■ **Stored data entries**:
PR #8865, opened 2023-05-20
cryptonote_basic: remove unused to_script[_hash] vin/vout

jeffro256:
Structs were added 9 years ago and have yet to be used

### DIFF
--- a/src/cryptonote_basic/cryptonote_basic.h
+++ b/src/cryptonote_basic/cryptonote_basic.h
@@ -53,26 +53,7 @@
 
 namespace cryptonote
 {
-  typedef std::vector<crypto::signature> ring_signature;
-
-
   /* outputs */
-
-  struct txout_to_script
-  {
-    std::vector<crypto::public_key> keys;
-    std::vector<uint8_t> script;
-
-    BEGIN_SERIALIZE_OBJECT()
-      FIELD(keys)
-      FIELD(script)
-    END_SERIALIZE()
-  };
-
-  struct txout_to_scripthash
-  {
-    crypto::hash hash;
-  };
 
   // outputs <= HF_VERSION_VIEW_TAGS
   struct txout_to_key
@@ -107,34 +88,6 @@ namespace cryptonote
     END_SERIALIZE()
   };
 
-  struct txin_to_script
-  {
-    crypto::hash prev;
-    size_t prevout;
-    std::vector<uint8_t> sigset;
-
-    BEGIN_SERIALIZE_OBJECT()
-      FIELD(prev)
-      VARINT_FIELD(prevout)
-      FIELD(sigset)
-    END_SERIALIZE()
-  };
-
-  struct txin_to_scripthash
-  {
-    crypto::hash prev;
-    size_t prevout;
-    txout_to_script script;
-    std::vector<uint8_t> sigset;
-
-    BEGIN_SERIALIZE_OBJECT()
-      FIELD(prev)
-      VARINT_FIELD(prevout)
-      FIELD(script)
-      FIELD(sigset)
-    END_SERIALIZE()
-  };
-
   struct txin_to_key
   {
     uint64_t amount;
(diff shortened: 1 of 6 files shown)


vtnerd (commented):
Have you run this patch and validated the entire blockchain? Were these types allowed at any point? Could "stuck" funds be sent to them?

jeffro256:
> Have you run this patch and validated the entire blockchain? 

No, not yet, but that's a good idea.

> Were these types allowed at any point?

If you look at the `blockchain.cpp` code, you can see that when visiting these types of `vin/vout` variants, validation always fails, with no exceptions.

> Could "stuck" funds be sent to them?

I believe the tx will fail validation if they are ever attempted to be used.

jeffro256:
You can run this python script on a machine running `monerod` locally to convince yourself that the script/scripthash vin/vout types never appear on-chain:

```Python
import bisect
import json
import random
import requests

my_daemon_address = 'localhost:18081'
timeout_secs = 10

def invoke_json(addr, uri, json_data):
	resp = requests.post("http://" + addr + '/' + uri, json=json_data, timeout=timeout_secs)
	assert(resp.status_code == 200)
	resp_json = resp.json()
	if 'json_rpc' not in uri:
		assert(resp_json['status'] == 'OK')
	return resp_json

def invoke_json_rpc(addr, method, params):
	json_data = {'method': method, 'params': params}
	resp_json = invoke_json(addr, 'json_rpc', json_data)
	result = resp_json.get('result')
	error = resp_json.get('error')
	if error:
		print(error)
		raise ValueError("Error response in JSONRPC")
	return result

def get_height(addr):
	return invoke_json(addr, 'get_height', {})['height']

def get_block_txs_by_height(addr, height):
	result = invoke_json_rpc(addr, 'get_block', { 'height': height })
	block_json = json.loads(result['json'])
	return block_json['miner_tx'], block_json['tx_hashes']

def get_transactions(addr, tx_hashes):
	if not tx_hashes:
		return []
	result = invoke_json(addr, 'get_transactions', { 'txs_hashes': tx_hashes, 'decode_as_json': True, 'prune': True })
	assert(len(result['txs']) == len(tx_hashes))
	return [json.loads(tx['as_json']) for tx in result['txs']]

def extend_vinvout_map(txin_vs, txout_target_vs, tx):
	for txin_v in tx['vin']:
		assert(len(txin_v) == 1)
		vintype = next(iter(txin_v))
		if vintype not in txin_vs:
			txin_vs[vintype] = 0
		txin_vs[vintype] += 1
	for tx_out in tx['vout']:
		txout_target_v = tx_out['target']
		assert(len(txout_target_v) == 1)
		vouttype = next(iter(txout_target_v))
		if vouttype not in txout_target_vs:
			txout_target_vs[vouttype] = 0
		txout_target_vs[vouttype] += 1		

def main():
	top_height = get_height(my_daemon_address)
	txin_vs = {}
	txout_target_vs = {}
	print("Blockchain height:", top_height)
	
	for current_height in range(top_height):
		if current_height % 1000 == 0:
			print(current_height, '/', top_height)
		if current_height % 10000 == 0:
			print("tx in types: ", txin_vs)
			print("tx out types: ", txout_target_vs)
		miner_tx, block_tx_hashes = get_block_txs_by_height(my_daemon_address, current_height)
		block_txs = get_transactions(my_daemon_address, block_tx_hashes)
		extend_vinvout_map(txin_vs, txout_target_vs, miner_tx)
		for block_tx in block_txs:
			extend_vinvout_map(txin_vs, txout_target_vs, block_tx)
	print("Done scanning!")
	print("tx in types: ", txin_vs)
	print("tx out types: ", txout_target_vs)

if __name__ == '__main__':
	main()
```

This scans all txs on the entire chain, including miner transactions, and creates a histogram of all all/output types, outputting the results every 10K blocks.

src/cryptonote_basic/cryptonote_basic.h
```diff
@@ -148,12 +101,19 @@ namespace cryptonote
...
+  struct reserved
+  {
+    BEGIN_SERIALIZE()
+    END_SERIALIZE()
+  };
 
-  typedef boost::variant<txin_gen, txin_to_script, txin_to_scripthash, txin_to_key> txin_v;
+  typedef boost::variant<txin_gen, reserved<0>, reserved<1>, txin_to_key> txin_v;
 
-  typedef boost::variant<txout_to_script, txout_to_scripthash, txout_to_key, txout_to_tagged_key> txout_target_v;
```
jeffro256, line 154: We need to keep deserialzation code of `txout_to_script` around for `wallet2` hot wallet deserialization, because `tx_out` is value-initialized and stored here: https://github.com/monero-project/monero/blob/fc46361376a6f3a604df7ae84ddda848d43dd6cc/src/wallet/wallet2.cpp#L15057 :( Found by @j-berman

■ **Problem to work on**:
Recopy the entries above exactly, with every line included.

■ **Task response**:
PR #8865, opened 2023-05-20
cryptonote_basic: remove unused to_script[_hash] vin/vout

jeffro256:
Structs were added 9 years ago and have yet to be used

### DIFF
--- a/src/cryptonote_basic/cryptonote_basic.h
+++ b/src/cryptonote_basic/cryptonote_basic.h
@@ -53,26 +53,7 @@
 
 namespace cryptonote
 {
-  typedef std::vector<crypto::signature> ring_signature;
-
-
   /* outputs */
-
-  struct txout_to_script
-  {
-    std::vector<crypto::public_key> keys;
-    std::vector<uint8_t> script;
-
-    BEGIN_SERIALIZE_OBJECT()
-      FIELD(keys)
-      FIELD(script)
-    END_SERIALIZE()
-  };
-
-  struct txout_to_scripthash
-  {
-    crypto::hash hash;
-  };
 
   // outputs <= HF_VERSION_VIEW_TAGS
   struct txout_to_key
@@ -107,34 +88,6 @@ namespace cryptonote
     END_SERIALIZE()
   };
 
-  struct txin_to_script
-  {
-    crypto::hash prev;
-    size_t prevout;
-    std::vector<uint8_t> sigset;
-
-    BEGIN_SERIALIZE_OBJECT()
-      FIELD(prev)
-      VARINT_FIELD(prevout)
-      FIELD(sigset)
-    END_SERIALIZE()
-  };
-
-  struct txin_to_scripthash
-  {
-    crypto::hash prev;
-    size_t prevout;
-    txout_to_script script;
-    std::vector<uint8_t> sigset;
-
-    BEGIN_SERIALIZE_OBJECT()
-      FIELD(prev)
-      VARINT_FIELD(prevout)
-      FIELD(script)
-      FIELD(sigset)
-    END_SERIALIZE()
-  };
-
   struct txin_to_key
   {
     uint64_t amount;
(diff shortened: 1 of 6 files shown)


vtnerd (commented):
Have you run this patch and validated the entire blockchain? Were these types allowed at any point? Could "stuck" funds be sent to them?

jeffro256:
> Have you run this patch and validated the entire blockchain? 

No, not yet, but that's a good idea.

> Were these types allowed at any point?

If you look at the `blockchain.cpp` code, you can see that when visiting these types of `vin/vout` variants, validation always fails, with no exceptions.

> Could "stuck" funds be sent to them?

I believe the tx will fail validation if they are ever attempted to be used.

jeffro256:
You can run this python script on a machine running `monerod` locally to convince yourself that the script/scripthash vin/vout types never appear on-chain:

```Python
import bisect
import json
import random
import requests

my_daemon_address = 'localhost:18081'
timeout_secs = 10

def invoke_json(addr, uri, json_data):
	resp = requests.post("http://" + addr + '/' + uri, json=json_data, timeout=timeout_secs)
	assert(resp.status_code == 200)
	resp_json = resp.json()
	if 'json_rpc' not in uri:
		assert(resp_json['status'] == 'OK')
	return resp_json

def invoke_json_rpc(addr, method, params):
	json_data = {'method': method, 'params': params}
	resp_json = invoke_json(addr, 'json_rpc', json_data)
	result = resp_json.get('result')
	error = resp_json.get('error')
	if error:
		print(error)
		raise ValueError("Error response in JSONRPC")
	return result

def get_height(addr):
	return invoke_json(addr, 'get_height', {})['height']

def get_block_txs_by_height(addr, height):
	result = invoke_json_rpc(addr, 'get_block', { 'height': height })
	block_json = json.loads(result['json'])
	return block_json['miner_tx'], block_json['tx_hashes']

def get_transactions(addr, tx_hashes):
	if not tx_hashes:
		return []
	result = invoke_json(addr, 'get_transactions', { 'txs_hashes': tx_hashes, 'decode_as_json': True, 'prune': True })
	assert(len(result['txs']) == len(tx_hashes))
	return [json.loads(tx['as_json']) for tx in result['txs']]

def extend_vinvout_map(txin_vs, txout_target_vs, tx):
	for txin_v in tx['vin']:
		assert(len(txin_v) == 1)
		vintype = next(iter(txin_v))
		if vintype not in txin_vs:
			txin_vs[vintype] = 0
		txin_vs[vintype] += 1
	for tx_out in tx['vout']:
		txout_target_v = tx_out['target']
		assert(len(txout_target_v) == 1)
		vouttype = next(iter(txout_target_v))
		if vouttype not in txout_target_vs:
			txout_target_vs[vouttype] = 0
		txout_target_vs[vouttype] += 1		

def main():
	top_height = get_height(my_daemon_address)
	txin_vs = {}
	txout_target_vs = {}
	print("Blockchain height:", top_height)
	
	for current_height in range(top_height):
		if current_height % 1000 == 0:
			print(current_height, '/', top_height)
		if current_height % 10000 == 0:
			print("tx in types: ", txin_vs)
			print("tx out types: ", txout_target_vs)
		miner_tx, block_tx_hashes = get_block_txs_by_height(my_daemon_address, current_height)
		block_txs = get_transactions(my_daemon_address, block_tx_hashes)
		extend_vinvout_map(txin_vs, txout_target_vs, miner_tx)
		for block_tx in block_txs:
			extend_vinvout_map(txin_vs, txout_target_vs, block_tx)
	print("Done scanning!")
	print("tx in types: ", txin_vs)
	print("tx out types: ", txout_target_vs)

if __name__ == '__main__':
	main()
```

This scans all txs on the entire chain, including miner transactions, and creates a histogram of all all/output types, outputting the results every 10K blocks.

src/cryptonote_basic/cryptonote_basic.h
```diff
@@ -148,12 +101,19 @@ namespace cryptonote
...
+  struct reserved
+  {
+    BEGIN_SERIALIZE()
+    END_SERIALIZE()
+  };
 
-  typedef boost::variant<txin_gen, txin_to_script, txin_to_scripthash, txin_to_key> txin_v;
+  typedef boost::variant<txin_gen, reserved<0>, reserved<1>, txin_to_key> txin_v;
 
-  typedef boost::variant<txout_to_script, txout_to_scripthash, txout_to_key, txout_to_tagged_key> txout_target_v;
```
jeffro256, line 154: We need to keep deserialzation code of `txout_to_script` around for `wallet2` hot wallet deserialization, because `tx_out` is value-initialized and stored here: https://github.com/monero-project/monero/blob/fc46361376a6f3a604df7ae84ddda848d43dd6cc/src/wallet/wallet2.cpp#L15057 :( Found by @j-berman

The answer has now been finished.